Saved data entries
= Beginning of Section =

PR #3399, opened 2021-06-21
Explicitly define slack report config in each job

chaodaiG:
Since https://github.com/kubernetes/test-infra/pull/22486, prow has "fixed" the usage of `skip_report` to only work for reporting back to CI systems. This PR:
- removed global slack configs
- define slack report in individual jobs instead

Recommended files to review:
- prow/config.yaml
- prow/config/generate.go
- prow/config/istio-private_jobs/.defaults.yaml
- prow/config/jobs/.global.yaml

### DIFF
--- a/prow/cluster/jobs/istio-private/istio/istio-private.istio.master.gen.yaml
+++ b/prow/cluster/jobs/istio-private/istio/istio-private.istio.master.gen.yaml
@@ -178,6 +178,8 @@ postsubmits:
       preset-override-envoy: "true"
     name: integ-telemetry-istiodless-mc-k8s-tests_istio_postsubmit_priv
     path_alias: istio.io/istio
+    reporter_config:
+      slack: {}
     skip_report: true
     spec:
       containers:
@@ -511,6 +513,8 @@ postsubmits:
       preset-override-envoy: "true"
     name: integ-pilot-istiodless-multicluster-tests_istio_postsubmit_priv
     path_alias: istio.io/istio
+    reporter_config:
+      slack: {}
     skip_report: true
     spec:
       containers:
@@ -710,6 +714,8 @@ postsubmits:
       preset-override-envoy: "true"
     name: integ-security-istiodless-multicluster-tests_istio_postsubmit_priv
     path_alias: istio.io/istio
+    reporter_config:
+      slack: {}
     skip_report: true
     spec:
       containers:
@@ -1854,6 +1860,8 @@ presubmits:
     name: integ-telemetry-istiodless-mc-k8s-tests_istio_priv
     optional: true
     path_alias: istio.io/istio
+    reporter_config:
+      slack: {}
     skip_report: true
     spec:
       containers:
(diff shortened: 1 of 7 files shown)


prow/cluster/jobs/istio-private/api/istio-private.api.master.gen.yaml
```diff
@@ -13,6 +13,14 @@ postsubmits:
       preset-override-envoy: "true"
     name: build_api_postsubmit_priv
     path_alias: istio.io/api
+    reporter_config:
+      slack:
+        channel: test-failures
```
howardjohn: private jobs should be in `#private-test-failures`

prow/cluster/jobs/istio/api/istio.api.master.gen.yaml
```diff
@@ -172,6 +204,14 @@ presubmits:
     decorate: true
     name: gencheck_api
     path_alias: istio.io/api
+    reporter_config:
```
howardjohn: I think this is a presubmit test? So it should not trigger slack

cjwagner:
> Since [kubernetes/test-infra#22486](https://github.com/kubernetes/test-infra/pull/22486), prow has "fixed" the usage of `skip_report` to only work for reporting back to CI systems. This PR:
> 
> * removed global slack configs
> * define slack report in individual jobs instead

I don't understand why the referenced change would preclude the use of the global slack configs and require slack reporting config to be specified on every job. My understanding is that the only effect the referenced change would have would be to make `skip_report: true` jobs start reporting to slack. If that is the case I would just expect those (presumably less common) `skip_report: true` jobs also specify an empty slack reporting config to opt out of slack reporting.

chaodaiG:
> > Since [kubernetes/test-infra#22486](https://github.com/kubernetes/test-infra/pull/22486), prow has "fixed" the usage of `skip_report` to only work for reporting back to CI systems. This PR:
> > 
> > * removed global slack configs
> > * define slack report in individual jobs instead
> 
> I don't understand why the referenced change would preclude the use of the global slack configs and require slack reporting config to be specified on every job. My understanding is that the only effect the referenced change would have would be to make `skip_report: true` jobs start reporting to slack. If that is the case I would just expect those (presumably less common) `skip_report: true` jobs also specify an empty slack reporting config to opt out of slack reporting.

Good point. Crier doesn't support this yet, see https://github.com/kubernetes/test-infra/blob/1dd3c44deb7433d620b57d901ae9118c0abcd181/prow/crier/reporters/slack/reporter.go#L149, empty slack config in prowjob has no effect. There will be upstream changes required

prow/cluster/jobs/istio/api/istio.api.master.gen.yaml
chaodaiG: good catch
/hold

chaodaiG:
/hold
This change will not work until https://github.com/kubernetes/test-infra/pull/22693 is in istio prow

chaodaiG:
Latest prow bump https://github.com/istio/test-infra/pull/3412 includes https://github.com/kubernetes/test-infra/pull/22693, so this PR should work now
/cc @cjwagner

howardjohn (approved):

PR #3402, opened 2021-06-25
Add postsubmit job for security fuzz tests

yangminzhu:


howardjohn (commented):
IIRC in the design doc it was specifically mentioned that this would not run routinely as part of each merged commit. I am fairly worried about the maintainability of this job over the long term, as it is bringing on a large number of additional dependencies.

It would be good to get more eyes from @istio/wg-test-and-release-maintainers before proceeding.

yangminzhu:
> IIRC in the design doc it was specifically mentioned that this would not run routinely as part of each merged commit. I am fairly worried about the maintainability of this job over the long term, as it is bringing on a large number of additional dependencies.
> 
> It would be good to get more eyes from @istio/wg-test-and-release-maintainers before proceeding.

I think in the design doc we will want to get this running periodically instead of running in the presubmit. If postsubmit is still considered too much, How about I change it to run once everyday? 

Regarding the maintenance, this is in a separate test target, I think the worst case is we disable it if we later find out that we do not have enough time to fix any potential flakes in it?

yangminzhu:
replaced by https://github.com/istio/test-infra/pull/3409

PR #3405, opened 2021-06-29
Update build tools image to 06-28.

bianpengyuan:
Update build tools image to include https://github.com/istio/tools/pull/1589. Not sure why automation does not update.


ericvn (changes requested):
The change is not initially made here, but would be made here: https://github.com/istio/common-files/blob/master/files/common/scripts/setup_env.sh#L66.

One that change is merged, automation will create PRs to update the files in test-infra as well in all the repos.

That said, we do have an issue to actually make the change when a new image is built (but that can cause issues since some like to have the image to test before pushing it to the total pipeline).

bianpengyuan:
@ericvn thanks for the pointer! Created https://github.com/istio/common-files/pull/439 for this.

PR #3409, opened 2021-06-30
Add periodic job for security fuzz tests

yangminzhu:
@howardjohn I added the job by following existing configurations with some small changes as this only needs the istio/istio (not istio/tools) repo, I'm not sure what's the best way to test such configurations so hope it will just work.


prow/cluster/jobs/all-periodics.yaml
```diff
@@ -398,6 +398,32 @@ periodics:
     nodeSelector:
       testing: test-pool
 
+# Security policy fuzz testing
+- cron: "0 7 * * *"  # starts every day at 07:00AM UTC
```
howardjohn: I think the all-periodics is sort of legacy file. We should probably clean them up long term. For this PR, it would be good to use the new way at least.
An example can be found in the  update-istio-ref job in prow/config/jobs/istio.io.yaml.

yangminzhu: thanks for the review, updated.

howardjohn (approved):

= End of Section =

» To do
Each line above where the word "release" occurs should be returned in full.

» Response to the exercise
It would be good to get more eyes from @istio/wg-test-and-release-maintainers before proceeding.
> It would be good to get more eyes from @istio/wg-test-and-release-maintainers before proceeding.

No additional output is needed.